Stored records

■ ■ ■ ■

PR #687, opened 2019-12-27
Changed behaviour of elapsed on response

### LINKED ISSUE #655: Make `.elapsed` reflect the entire response time.
I think we should probably switch the behavior of `.elapsed` so that rather than reflecting the "time for the response to start", it is instead only available once `.close()` has been called, and is calculated from the start of the request to the point that the response is closed.

That way it'll actually properly reflect the time taken for the entire request/response cycle.

gdhameeja:
Fixes #655 
Makes elapsed time only available after response is closed

Took the django-rest-framework approach here (as making .data available only when `is_valid` is called)
Used `ElapsedTimer` on the request to start the timer and assigned the `elapsed` from request timer to response.

### DIFF
--- a/httpx/models.py
+++ b/httpx/models.py
@@ -34,6 +34,7 @@ from .exceptions import (
 )
 from .status_codes import StatusCode
 from .utils import (
+    ElapsedTimer,
     flatten_queryparams,
     guess_json_utf,
     is_known_encoding,
@@ -607,6 +608,7 @@ class Request:
         else:
             self.stream = encode(data, files, json)
 
+        self.timer = ElapsedTimer()
         self.prepare()
 
     def prepare(self) -> None:
@@ -667,14 +669,12 @@ class Response:
         stream: ContentStream = None,
         content: bytes = None,
         history: typing.List["Response"] = None,
-        elapsed: datetime.timedelta = None,
     ):
         self.status_code = status_code
         self.http_version = http_version
         self.headers = Headers(headers)
 
         self.request = request
-        self.elapsed = datetime.timedelta(0) if elapsed is None else elapsed
         self.call_next: typing.Optional[typing.Callable] = None
 
         self.history = [] if history is None else list(history)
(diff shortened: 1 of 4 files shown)


httpx/models.py
```diff
@@ -688,6 +688,20 @@ def __init__(
...
+        """
+        Returns the time taken for the complete request/response
+        cycle to complete.
+        """
+        if not hasattr(self, "_elapsed"):
+            msg = (
+                "`elapsed` may only be called after calling `close()`"
+                " on the response"
+            )
+            raise AssertionError(msg)
```
florimondmanca: Perhaps this would be better served by a `RuntimeError`? Also some stylistic and copy suggestions:

```python
raise RuntimeError(
    "'.elapsed' may only be accessed after the response "
    "has been read or closed."
)
```

gdhameeja: Fixed.

gdhameeja:
> Just realised there's a description of this property in the Response Developer Interface docs. Should we update it here as well?

I can update it. Should I?

florimondmanca:
> Should I?

Would probably be best to have it with this PR, yes. :-)

httpx/models.py
```diff
@@ -940,6 +953,7 @@ def raw(self):  # type: ignore
             self.is_closed = True
             if hasattr(self, "_raw_stream"):
                 await self._raw_stream.aclose()
+        self._elapsed = self.request.timer.elapsed
```
tomchristie: Let's drop this inside the `if not self.is_closed` block.

httpx/models.py
```diff
@@ -667,14 +669,12 @@ def __init__(
...
     ):
         self.status_code = status_code
         self.http_version = http_version
         self.headers = Headers(headers)
 
         self.request = request
-        self.elapsed = datetime.timedelta(0) if elapsed is None else elapsed
         self.call_next: typing.Optional[typing.Callable] = None
 
         self.history = [] if history is None else list(history)
```
tomchristie: We probably also want to add `self._elapsed = datetime.timedelta(0)` inside the `if stream is None` block.

tomchristie:
Great work on this! Pulled this into #692, with a few additional tweaks.

PR #688, opened 2019-12-27
Drop `Origin` from public API

### LINKED ISSUE #656: Drop `Origin` from public API.
We don't really need to expose `Origin` publically. For the sake of keeping the public API space slim we should...

* Drop the `url.origin` property.
* Drop `Origin` from the top-level export.
* Move `Origin` into `utils.py`.
* Use `origin = Origin(url)` in our internal usage, rather than `url.origin`.

Minor breaking change here, although I'm not sure we *document* origin anywhere or not.

BigChief45:
- [x] Drop the `url.origin` property.
- [x] Drop `Origin` from the top-level export.
- [ ] ~Move `Origin` into `utils.py`.~
- [x] Use `origin = Origin(url)` in our internal usage, rather than `url.origin`.

Closes #656

### DIFF
--- a/httpx/__init__.py
+++ b/httpx/__init__.py
@@ -26,7 +26,7 @@ from .exceptions import (
     TooManyRedirects,
     WriteTimeout,
 )
-from .models import URL, Cookies, Headers, Origin, QueryParams, Request, Response
+from .models import URL, Cookies, Headers, QueryParams, Request, Response
 from .status_codes import StatusCode, codes
 
 __all__ = [
@@ -75,7 +75,6 @@ __all__ = [
     "StatusCode",
     "Cookies",
     "Headers",
-    "Origin",
     "QueryParams",
     "Request",
     "TimeoutException",
--- a/httpx/client.py
+++ b/httpx/client.py
@@ -37,6 +37,7 @@ from .models import (
     CookieTypes,
     Headers,
     HeaderTypes,
+    Origin,
     ProxiesTypes,
     QueryParams,
     QueryParamTypes,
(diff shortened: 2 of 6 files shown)


tomchristie:
The awkwardness here is the cyclical reference between `utils.py` and `models.py`.
I bumped into the same thing having a look at this, and I'm not sure what the most graceful option for us is. We *might* decide that actually we just want to drop this issue, and that `Origin` is actually perfectly sensible in the public API anyways?

florimondmanca:
Another option is to leave `Origin` in `models.py`, and only exclude it from the exports in `__init__.py`?

tomchristie:
Indeed yup, makes sense too. Possibly feels a bit funny that it's the only model in there that's not public API. 🤷‍♂️

BigChief45:
Updated to keep `Origin` in `models.py` but excluding it from top-level exports.

BigChief45:
@florimondmanca Oops, forgot to update that origin reference when fixing conflicts. Should be good now :heavy_check_mark:

florimondmanca:
About whether we should drop this in the first place… Currently `Origin` _is_ a documented piece of public API, i.e. in the Developer Interface we document `.origin` on [`URL`](https://www.encode.io/httpx/api/#url) and [`Origin`](https://www.encode.io/httpx/api/#origin) itself. I don't think we mention it in the usage guides, though.

I don't think users *should* be accessing `request.url.origin`, less so build `Origin` instances themselves, so I think I'm still in favor of dropping, and this PR makes sense to me.

tomchristie:
Yup, I think this is great too, and yes I think those are all good arguments in favour of going ahead with this. I'd *guess* we want to wait until the next proper version bump before we pull this in?

Issue #514, opened 2019-11-07
Issuing requests in close concurrency can unneccessarily result in multiple HTTP/2 connections.


PrimozGodec:
When I do several requests with the AsyncClient it seems that it opens multiple connections to the server. My code looks like this:

```
async def _send_request(self, client, image, url):
    headers = {
        'Content-Type': 'image/jpeg',
        'Content-Length': str(len(image))
    }
    return await client.post(
        url,
        headers=headers,
        data=image
    )

async with httpx.AsyncClient(timeout=timeout, base_url=self.server_url) as client:
    requests = []
    for image in images:
        requests.append(self._send_request(client, image, url))
    responses = await asyncio.gather(*requests)
```

As far as I understand it should use a connection pooling, store the connection and reuse it. In my case I get the following debug message for every `image`- post request I send with a loop:

`DEBUG:httpx.dispatch.connection:start_connect host='api.garaza.io' port=443 timeout=TimeoutConfig(connect_timeout=None, read_timeout=60, write_timeout=5)`

Am I doing anything wrong or is it a bug?

PrimozGodec:
The issue seems to appear here:

https://github.com/encode/httpx/blob/1a32cf036a825f6eb35395af5388a3b23180a82e/httpx/dispatch/connection_pool.py#L132-L150

Since first `self.pop_connection(origin)` is called then there is `await` call in the line 137 and at the end there is `self.active_connections.add(connection)`. Since there is await in between them first pops for all requests are called (there is no connection in the pool at that time) and the connection is added to the pool at the end when all pop already happens. It would be required to get rid of await in between but I do not know how since I do not understand what exactly `await self.max_connections.acquire()` does.

yeraydiazdiaz:
I noticed this happening on a similar situation as well and it also confused me. I fully expected connections to only be created once per origin, but it seems the current behaviour is by design according to this test?

https://github.com/encode/httpx/blob/master/tests/dispatch/test_connection_pools.py#L69-L80

@PrimozGodec, `max_connections` is a [`BoundedSemaphore`](https://docs.python.org/3/library/asyncio-sync.html#asyncio.BoundedSemaphore) which HTTPX uses to limit the number of connections of the pool. The default is 100.

PrimozGodec:
@yeraydiazdiaz thank you for the response. So it looks OK then. Can establishing more connections instead of one at the same time decrease the speed of getting the responses?

tomchristie:
[...]

PR #693, opened 2019-12-29
Switch from an Event primitive to a Lock primitive

tomchristie:
As noted in https://github.com/encode/httpx/pull/660#issuecomment-567906879

This will allow us to then:

* Move read/write locks *outside* the stream, and onto the HTTP classes instead, with a view to resolving #551.
* Revisit https://github.com/encode/httpx/pull/624, which needs locking behavior to get fully sorted. (With a view to resolving #514)

### DIFF
--- a/httpx/dispatch/http2.py
+++ b/httpx/dispatch/http2.py
@@ -6,7 +6,7 @@ from h2.config import H2Configuration
 from h2.settings import SettingCodes, Settings
 
 from ..backends.base import (
-    BaseEvent,
+    BaseLock,
     BaseSocketStream,
     ConcurrencyBackend,
     lookup_backend,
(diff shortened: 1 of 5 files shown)


httpx/dispatch/http2.py
```diff
@@ -39,32 +39,28 @@ def __init__(
...
-            self.init_complete.set()
-        else:
-            # All other streams need to wait until the connection is established.
-            await self.init_complete.wait()
+        async with self.init_lock:
+            if not self.sent_connection_init:
+                # The very first stream is responsible for initiating the connection.
+                await self.send_connection_init(timeout)
+                self.sent_connection_init = True
             stream_id = self.state.get_next_available_stream_id()
```
florimondmanca: Took me some time to realise this works as expected, but it does seem to!

PR #3703, opened 2022-04-04
fix: filter SettingWithCopyWarning to silence user-facing warning

### LINKED ISSUE #3702: SettingWithCopyWarning on table select using pandas backend
```
import ibis
import pandas as pd

conn = ibis.pandas.connect({'foo': pd.read_csv('foo.csv', dtype=str)})

foo_table = conn.table('foo')

foo_table.select('col')
```

Yields a SettingWithCopyWarning warning:

```
SettingWithCopyWarning: 
A value is trying to be set on a copy of a slice from a DataFrame.
Try using .loc[row_indexer,col_indexer] = value instead

See the caveats in the documentation: https://pandas.pydata.org/pandas-docs/stable/user_guide/indexing.html#returning-a-view-versus-a-copy
  result[new_col] = result.loc[:, from_col]
/home/patrick/dev/repos/ibis/ibis/backends/pandas/execution/selection.py:336: SettingWithCopyWarning: 
A value is trying to be set on a copy of a slice from a DataFrame.
Try using .loc[row_indexer,col_indexer] = value instead

See the caveats in the documentation: https://pandas.pydata.org/pandas-docs/stable/user_guide/indexing.html#returning-a-view-versus-a-copy
  result[new_col] = result.loc[:, from_col]
```

This warning is also blasted when selecting one column in a list:

```
foo_table.select(['col'])
```

This warning, however, is not blasted when selecting by multiple columns in a list:

```
foo_table.select(['col', 'col1'])
```

gforsyth:
The warning is valid in many contexts, but it's spurious here and it's
quite loud.

Despite my memory of `warnings.filterwarnings` serving as a contextmanager, it
doesn't appear to do so, so I've created a simple one that silences the pandas
warning in question, then restores it on exit.

Fixes #3702

### DIFF
--- a/ibis/backends/pandas/execution/selection.py
+++ b/ibis/backends/pandas/execution/selection.py
@@ -333,7 +333,8 @@ def build_df_from_selection(
             renamed_cols[from_col] = to_cols[0]
         else:
             for new_col in to_cols:
-                result[new_col] = result.loc[:, from_col]
+                if from_col != new_col:
+                    result[new_col] = result[from_col]
 
     if renamed_cols:
         result = result.rename(columns=renamed_cols)
--- a/pyproject.toml
+++ b/pyproject.toml
@@ -188,7 +188,6 @@ filterwarnings = [
   'ignore:Using \.astype to convert from timezone-(naive|aware) dtype:FutureWarning',
   "ignore:This pattern is interpreted as a regular expression, and has match groups:UserWarning",
   "ignore:The default dtype for empty Series will be 'object':FutureWarning",
-  'ignore:\nA value is trying to be set on a copy of a slice from a DataFrame:',
   "ignore:the `interpolation=` argument to percentile was renamed to `method=`:DeprecationWarning",
   "ignore:Explicitly passing `name=None`:FutureWarning",
   # the warning suggestion to simply remove the argument in the call isn't correct


cpcloud:
Would https://docs.python.org/3/library/warnings.html#temporarily-suppressing-warnings work? Something like

```python
with warnings.catch_warnings():
    warnings.filterwarnings(
        action="ignore", category=pd.core.common.SettingWithCopyWarning
    )
    ...
```

gforsyth:
Lol, definitely forgot how to use the catch warnings context manager. I'll
make the change

jreback:
pls don't filter the warning itself

you need to copy the frame after filtering

ibis/backends/pandas/execution/selection.py
```diff
@@ -333,7 +352,8 @@ def build_df_from_selection(
             renamed_cols[from_col] = to_cols[0]
         else:
             for new_col in to_cols:
-                result[new_col] = result.loc[:, from_col]
```
jreback, line 336: you need to copy the frame before here

jreback (changes requested):

ibis/backends/pandas/execution/selection.py
cpcloud: What is the material difference for users of ibis other than slower execution? Is there a concrete example showing the problem that involves this code path?

jreback: you should never suppress these - they may change and the assignment is a bit janky - don't use .loc here as it's not idiomatic

jreback: also fixing it properly will not involve a perf hit if u just filter

cpcloud: > you should never suppress these - they may change and the assignment is a bit janky - don't use .loc here as it's not idiomatic

Perhaps you can suggest a change that is compatible with both dask and pandas then. This code path is shared needs to work with both without a deeper refactoring.

jreback:
```
result[to_col] = result[from_col]
```

cpcloud: This is fixed.

cpcloud (approved):

cpcloud:
@jreback I would like to merge this today. Please review.

jreback:
looks fine

cpcloud:
@jreback Can you approve?

jreback (approved):

PR #3710, opened 2022-04-05
feat(repr): add interval info to interval repr

### LINKED ISSUE #3668: bug: repr for interval literals doesn't show unit information
`interval` literal values don't show any information about their units, so all values show up looking the same:

```
In [4]: import ibis

In [5]: ibis.interval(1, unit="s")
Out[5]: 1

In [6]: ibis.interval(1, unit="h")
Out[6]: 1
```

gforsyth:
trying this out.  there are a lot of ways to make this more complicated
and some of them might be worth it, but this seems to provide a little
more information with a tiny footprint.

closes #3668

in re: other options:
If we don't want to special-case the Interval repr, we could redefine Interval as a subclass of Literal so we can catch it explicitly in the single dispatch.

Other possible changes / improvements:
More verbose unit descriptions (`seconds` instead of `s`)

### DIFF
--- a/ibis/expr/format.py
+++ b/ibis/expr/format.py
@@ -534,6 +534,8 @@ def _fmt_value_negate(op: ops.Negate, *, aliases: Aliases) -> str:
 
 @fmt_value.register
 def _fmt_value_literal(op: ops.Literal, **_: Any) -> str:
+    if isinstance(op.dtype, dt.Interval):
+        return f"{op.value} {op.dtype.unit}"
     return repr(op.value)
 
 


ibis/expr/format.py
```diff
@@ -534,6 +534,8 @@ def _fmt_value_negate(op: ops.Negate, *, aliases: Aliases) -> str:
 
 @fmt_value.register
 def _fmt_value_literal(op: ops.Literal, **_: Any) -> str:
+    if isinstance(op.dtype, dt.Interval):
+        return f"{repr(op.value)} {op.dtype.unit}"
```
cpcloud, line 538:
```suggestion
        return f"{op.value} {op.dtype.unit}"
```

I don't think you need the additional `repr` since `op.value`'ll be embedded in the string.

cpcloud (approved):
LGTM.

ibis/expr/format.py
gforsyth: good call, removed.

PR #3722, opened 2022-04-06
chore(dev): make it easier to run benchmarks

cpcloud:
This PR makes it much easier to run benchmarks locally


gforsyth (approved):
Can confirm, this made it much easier to run the benchmarks locally

PR #3728, opened 2022-04-07
feat(ver): dynamic version identifiers

gforsyth:
This adds a dynamic version identifier to Ibis installs -- this should
have no discernable impact on users installing from `conda` or
`pypi` (or from released versions generally).

For users who install from source, it generates a version of the form:

```
<most_recent_release>-post.<numcommits_since_release>+<short_sha_of_HEAD>(.dirty)?
```

The `dirty` suffix is added if there are unstaged changes when the
install is performed.
This will help us help users and other devs track which exact version is
installed when troubleshooting / comparing performance.

The `version` identifier in `pyproject.toml` is not affected by this
process and should display the last released version (currently 2.1.1).

The `__version__` string in `ibis/__init__.py` is now also hard-coded to `"2.1.1"`

During a release, `poetry version` will bump the version in the
`pyproject.toml` file.  I've also added a plugin for the semantic
release bot to automatically replace the version string in the
`__init__.py` file.

There's not a huge rush on merging this -- either before or after the 3.0.0 release should work fine.

### DIFF
--- a/.gitignore
+++ b/.gitignore
@@ -48,6 +48,7 @@ Icon?
 # documentation files
 docs/source/generated
 docs/source/generated-notebooks
+*.org
 
 # Ibis testing data
 ci/ibis-testing-data*
--- a/.releaserc.json
+++ b/.releaserc.json
@@ -20,6 +20,27 @@
       }
     ],
     [
+      "@google/semantic-release-replace-plugin",
+      {
+        "replacements": [
+          {
+            "file": ["ibis/__init__.py"],
+            "from": "__version__ = \".*\"",
+            "to": "__version__ = \"${nextRelease.version}\"",
+            "results": [
+              {
+                "file": "ibis/__init__.py",
+                "hasChanged": true,
+                "numMatches": 1,
+                "numReplacements": 1
+              }
+            ],
+            "countMatches": true
+          }
+        ]
+      }
+    ],
+    [
       "@semantic-release/github",
       {
         "successComment": false,
@@ -29,7 +50,12 @@
     [
       "@semantic-release/git",
       {
-        "assets": ["pyproject.toml", "docs/release_notes.md", "setup.py"],
+        "assets": [
+          "pyproject.toml",
+          "docs/release_notes.md",
+          "setup.py",
+          "ibis/__init__.py"
+        ],
         "message": "chore(release): ${nextRelease.version}"
       }
     ]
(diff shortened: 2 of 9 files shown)


.releaserc.json
```diff
@@ -32,6 +32,27 @@
         "assets": ["pyproject.toml", "docs/release_notes.md", "setup.py"],
```
cpcloud, line 32:
```suggestion
        "assets": ["pyproject.toml", "docs/release_notes.md", "setup.py", "ibis/__init__.py"],
```

This change is necessary for semantic-release to commit the changes from the replace plugin.

ibis/__init__.py
```diff
@@ -21,10 +21,7 @@
 __all__ = ['api', 'ir', 'util', 'IbisError', 'options']
 __all__ += api.__all__
 
-try:
-    __version__ = importlib_metadata.version(__name__)
-except Exception:
-    __version__ = importlib_metadata.version("ibis-framework")
```
cpcloud, line 27: Yay, I hated this code.

poetry-overrides.nix
```diff
@@ -72,4 +72,10 @@ self: super:
       substituteAllInPlace ./nbconvert/exporters/templateexporter.py
     '';
   });
+
+  poetry-dynamic-versioning = super.poetry-dynamic-versioning.overridePythonAttrs (attrs: {
+    nativeBuildInputs = (attrs.nativeBuildInputs or [ ]) ++ [
+      self.poetry
```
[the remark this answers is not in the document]
gforsyth: probably?  I'll try it out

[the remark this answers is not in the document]
gforsyth: yep!

.gitignore
```diff
@@ -48,6 +48,7 @@ Icon?
 # documentation files
 docs/source/generated
 docs/source/generated-notebooks
+*.org
```
cpcloud, line 51: I see what you did there.

gforsyth: I suppose I could've just added an override to have `org-mode` treat the `.egg` suffix like a org file?

cpcloud: 🤷🏻 I personally do not mind this here.

cpcloud (changes requested):
Ah, I forgot: you need to add `-p "@google/semantic-release-replace-plugin"` to `ci/release/run.sh` and also do the same in `ci/release/dry_run.sh` and tack it onto the `--prepare` list in `ci/release/dry_run.sh`.

Should be good to go after that!

cpcloud (approved):
LGTM, might as well merge this for 3.0.0 and work out any kinks.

■ ■ ■ ■

= WORK INSTRUCTIONS =
Copy all the lines from the data above that hold the word "properly".

= RESULT =
That way it'll actually properly reflect the time taken for the entire request/response cycle.
jreback: also fixing it properly will not involve a perf hit if u just filter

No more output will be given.